The required result is an exact copy of the lines beginning at the line that contains "navigators are enabled" and ending at the last line of the material below.

☆ ☆ ☆ ☆ ☆

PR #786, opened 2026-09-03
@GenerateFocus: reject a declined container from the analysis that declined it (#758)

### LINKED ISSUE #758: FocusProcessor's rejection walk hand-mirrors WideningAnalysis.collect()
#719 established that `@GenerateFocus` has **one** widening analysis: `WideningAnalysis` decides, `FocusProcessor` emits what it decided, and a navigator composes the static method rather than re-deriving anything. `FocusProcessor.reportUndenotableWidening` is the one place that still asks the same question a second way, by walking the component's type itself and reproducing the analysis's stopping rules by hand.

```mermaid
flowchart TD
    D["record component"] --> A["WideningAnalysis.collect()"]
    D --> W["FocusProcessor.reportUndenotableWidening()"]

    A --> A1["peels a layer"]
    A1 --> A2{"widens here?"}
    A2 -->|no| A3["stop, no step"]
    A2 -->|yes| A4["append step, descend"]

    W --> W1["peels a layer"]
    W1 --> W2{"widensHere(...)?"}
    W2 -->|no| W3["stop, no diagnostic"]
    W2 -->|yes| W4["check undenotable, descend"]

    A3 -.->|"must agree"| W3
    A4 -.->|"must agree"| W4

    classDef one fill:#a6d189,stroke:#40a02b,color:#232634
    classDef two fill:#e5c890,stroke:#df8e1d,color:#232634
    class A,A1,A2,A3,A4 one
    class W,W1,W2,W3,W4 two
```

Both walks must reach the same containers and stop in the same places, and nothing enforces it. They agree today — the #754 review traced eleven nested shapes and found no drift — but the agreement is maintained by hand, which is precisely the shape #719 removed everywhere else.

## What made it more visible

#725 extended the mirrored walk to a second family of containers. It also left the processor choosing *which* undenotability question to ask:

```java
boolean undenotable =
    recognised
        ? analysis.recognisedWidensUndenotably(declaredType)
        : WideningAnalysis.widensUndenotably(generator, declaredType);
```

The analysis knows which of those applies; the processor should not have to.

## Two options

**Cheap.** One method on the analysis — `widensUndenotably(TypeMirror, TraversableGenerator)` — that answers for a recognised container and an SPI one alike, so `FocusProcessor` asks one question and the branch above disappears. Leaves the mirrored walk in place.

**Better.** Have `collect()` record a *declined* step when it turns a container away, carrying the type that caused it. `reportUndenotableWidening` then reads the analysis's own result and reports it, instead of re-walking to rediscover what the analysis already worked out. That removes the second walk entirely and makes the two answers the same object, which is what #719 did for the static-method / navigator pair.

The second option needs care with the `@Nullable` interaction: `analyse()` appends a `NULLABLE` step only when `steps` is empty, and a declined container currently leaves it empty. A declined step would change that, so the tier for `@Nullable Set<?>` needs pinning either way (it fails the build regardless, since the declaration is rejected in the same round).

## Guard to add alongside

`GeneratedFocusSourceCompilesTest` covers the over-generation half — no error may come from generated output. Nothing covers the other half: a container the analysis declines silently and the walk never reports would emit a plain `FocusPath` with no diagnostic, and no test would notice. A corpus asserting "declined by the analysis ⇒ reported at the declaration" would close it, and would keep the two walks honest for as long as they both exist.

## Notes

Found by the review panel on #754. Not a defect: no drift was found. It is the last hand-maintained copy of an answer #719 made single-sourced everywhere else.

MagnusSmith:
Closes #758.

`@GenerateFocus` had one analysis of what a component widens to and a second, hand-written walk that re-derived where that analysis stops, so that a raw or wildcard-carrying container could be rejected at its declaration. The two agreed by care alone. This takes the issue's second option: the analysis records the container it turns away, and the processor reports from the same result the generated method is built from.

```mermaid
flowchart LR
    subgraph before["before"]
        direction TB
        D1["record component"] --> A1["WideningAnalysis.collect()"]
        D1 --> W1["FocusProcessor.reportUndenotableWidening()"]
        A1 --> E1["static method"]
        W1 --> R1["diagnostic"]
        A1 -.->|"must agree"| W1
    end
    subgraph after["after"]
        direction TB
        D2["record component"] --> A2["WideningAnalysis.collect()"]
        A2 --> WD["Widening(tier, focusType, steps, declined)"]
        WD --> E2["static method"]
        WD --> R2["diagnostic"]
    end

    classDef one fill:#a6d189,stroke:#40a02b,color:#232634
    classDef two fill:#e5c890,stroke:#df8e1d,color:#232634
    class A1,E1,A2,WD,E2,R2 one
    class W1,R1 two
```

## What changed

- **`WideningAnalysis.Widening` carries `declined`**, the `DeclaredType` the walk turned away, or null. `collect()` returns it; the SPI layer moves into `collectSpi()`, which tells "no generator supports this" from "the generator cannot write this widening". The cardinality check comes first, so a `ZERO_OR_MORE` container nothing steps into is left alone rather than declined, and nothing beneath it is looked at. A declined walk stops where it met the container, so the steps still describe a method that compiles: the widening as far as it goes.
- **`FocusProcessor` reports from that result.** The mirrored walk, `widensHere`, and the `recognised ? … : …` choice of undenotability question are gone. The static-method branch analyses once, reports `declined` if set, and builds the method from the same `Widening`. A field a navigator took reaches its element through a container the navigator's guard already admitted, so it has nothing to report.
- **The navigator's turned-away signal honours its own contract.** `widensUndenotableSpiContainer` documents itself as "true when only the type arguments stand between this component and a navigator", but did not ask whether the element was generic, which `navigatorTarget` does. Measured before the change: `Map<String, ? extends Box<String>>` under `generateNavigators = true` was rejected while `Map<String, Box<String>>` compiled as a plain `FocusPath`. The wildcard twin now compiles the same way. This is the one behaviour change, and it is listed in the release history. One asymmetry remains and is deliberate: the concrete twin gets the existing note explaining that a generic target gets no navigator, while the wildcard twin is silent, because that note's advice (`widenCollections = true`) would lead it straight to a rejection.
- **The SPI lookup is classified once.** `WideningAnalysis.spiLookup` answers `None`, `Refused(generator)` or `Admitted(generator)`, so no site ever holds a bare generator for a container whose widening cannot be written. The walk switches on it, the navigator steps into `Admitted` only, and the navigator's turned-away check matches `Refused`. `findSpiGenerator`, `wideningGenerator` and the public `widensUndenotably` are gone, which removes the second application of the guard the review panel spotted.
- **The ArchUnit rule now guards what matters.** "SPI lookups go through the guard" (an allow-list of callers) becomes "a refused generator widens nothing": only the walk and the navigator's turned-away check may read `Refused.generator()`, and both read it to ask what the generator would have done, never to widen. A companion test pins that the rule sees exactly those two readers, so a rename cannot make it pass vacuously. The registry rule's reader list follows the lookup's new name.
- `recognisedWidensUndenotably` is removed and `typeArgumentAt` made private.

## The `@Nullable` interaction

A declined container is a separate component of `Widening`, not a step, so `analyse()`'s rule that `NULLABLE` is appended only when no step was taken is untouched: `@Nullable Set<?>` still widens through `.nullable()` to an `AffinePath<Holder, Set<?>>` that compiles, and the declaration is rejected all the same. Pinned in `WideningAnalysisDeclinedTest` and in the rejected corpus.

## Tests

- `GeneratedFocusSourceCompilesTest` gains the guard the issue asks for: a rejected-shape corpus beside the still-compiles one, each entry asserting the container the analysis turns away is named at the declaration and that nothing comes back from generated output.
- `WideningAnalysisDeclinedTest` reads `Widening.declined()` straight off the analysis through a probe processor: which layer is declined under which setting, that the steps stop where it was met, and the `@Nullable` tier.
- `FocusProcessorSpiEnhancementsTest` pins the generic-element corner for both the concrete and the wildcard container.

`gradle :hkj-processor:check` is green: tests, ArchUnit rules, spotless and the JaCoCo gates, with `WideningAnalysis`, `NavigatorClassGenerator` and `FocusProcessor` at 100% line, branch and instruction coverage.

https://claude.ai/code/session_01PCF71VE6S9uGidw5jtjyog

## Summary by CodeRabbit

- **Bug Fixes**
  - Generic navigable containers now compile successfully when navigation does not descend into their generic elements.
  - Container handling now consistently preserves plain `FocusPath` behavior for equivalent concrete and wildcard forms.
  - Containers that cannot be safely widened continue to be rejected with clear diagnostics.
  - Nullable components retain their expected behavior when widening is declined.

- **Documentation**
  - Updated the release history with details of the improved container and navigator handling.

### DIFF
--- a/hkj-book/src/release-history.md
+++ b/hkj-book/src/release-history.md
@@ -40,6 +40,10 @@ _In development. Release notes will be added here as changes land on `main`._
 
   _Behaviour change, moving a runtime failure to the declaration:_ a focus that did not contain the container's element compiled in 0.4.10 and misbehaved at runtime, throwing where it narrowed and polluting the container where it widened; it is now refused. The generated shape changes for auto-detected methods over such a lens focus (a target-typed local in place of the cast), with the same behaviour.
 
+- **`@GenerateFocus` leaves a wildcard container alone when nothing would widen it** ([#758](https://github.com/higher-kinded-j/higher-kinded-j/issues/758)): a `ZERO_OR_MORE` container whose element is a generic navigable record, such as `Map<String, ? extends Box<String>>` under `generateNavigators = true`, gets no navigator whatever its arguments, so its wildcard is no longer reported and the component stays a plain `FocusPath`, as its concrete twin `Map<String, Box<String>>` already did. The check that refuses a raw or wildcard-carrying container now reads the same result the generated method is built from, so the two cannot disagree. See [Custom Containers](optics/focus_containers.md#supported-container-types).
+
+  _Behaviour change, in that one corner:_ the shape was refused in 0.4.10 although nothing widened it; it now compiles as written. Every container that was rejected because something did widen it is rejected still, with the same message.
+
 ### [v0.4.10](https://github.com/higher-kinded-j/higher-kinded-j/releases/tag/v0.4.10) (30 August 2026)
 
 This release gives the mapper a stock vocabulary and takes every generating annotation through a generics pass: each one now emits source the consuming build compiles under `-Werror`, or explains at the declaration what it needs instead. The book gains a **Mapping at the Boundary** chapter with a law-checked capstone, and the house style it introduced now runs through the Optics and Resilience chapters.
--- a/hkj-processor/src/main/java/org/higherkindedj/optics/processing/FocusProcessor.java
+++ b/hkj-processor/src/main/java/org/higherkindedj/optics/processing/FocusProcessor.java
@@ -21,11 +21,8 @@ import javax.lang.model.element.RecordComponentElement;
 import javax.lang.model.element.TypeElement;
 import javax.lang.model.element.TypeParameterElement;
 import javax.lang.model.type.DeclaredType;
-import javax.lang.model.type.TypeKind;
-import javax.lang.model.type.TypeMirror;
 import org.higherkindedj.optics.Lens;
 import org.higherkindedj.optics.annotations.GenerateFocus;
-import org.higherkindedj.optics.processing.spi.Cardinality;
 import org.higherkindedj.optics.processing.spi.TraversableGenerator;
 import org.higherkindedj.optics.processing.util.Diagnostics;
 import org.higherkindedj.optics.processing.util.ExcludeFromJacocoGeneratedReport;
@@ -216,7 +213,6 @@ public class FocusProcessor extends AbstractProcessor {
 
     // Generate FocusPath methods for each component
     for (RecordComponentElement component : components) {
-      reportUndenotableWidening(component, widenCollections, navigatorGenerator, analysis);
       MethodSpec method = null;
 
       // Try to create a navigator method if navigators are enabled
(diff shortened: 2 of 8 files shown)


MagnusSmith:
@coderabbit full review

☆ ☆ ☆ ☆ ☆

* **Response to the task**:
       // Try to create a navigator method if navigators are enabled
(diff shortened: 2 of 8 files shown)


MagnusSmith:
@coderabbit full review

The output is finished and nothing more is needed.